# Description of the task
Each entry must be copied exactly, without omission.

# Saved entries
-------

PR #440, opened 2020-05-11
Keeps xrpToDrops and dropsToXrp utilities in correct namespace

amiecorso:
This PR removes some exports from `index.ts` files to maintain better namespacing as the SDK grows and diversifies.  Note that this a breaking change for imports from the SDK.   The Xpring Wallet will have to be updated when this change is released with the import statement:

```import { xrpToDrops, dropsToXrp } from 'xpring-js/src/XRP/xrp-utils'```

### Context of Change
Keep the SDKs organized as we go!

### Type of Change

## Before / After
Before: `xrpToDrops` and `dropsToXrp` in `xpring-js` namespace.
After:  `xrpToDrops` and `dropsToXrp` in 'xpring-js/src/XRP/xrp-utils'

## Test Plan
CI passes

## Future Tasks

Fix Wallet import when the new release of `xpring-js` is cut.

### DIFF
--- a/src/XRP/index.ts
+++ b/src/XRP/index.ts
@@ -13,4 +13,3 @@ export {
   XRPTransactionType,
   XRPTransaction,
 } from './model'
-export { xrpToDrops, dropsToXrp } from './xrp-utils'
--- a/src/index.ts
+++ b/src/index.ts
@@ -15,13 +15,7 @@ export { default as XRPError, XRPErrorType } from './XRP/xrp-error'
 export { default as IlpError, IlpErrorType } from './ILP/ilp-error'
 export { default as XRPPayIDClient } from './PayID/xrp-pay-id-client'
 
-export {
-  RippledFlags,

-------

# Solution
PR #440, opened 2020-05-11
Keeps xrpToDrops and dropsToXrp utilities in correct namespace

amiecorso:
This PR removes some exports from `index.ts` files to maintain better namespacing as the SDK grows and diversifies.  Note that this a breaking change for imports from the SDK.   The Xpring Wallet will have to be updated when this change is released with the import statement:

```import { xrpToDrops, dropsToXrp } from 'xpring-js/src/XRP/xrp-utils'```

### Context of Change
Keep the SDKs organized as we go!

### Type of Change

## Before / After
Before: `xrpToDrops` and `dropsToXrp` in `xpring-js` namespace.
After:  `xrpToDrops` and `dropsToXrp` in 'xpring-js/src/XRP/xrp-utils'

## Test Plan
CI passes

## Future Tasks

Fix Wallet import when the new release of `xpring-js` is cut.

### DIFF
--- a/src/XRP/index.ts
+++ b/src/XRP/index.ts
@@ -13,4 +13,3 @@ export {
   XRPTransactionType,
   XRPTransaction,
 } from './model'
-export { xrpToDrops, dropsToXrp } from './xrp-utils'
--- a/src/index.ts
+++ b/src/index.ts
@@ -15,13 +15,7 @@ export { default as XRPError, XRPErrorType } from './XRP/xrp-error'
 export { default as IlpError, IlpErrorType } from './ILP/ilp-error'
 export { default as XRPPayIDClient } from './PayID/xrp-pay-id-client'
 
-export {
-  RippledFlags,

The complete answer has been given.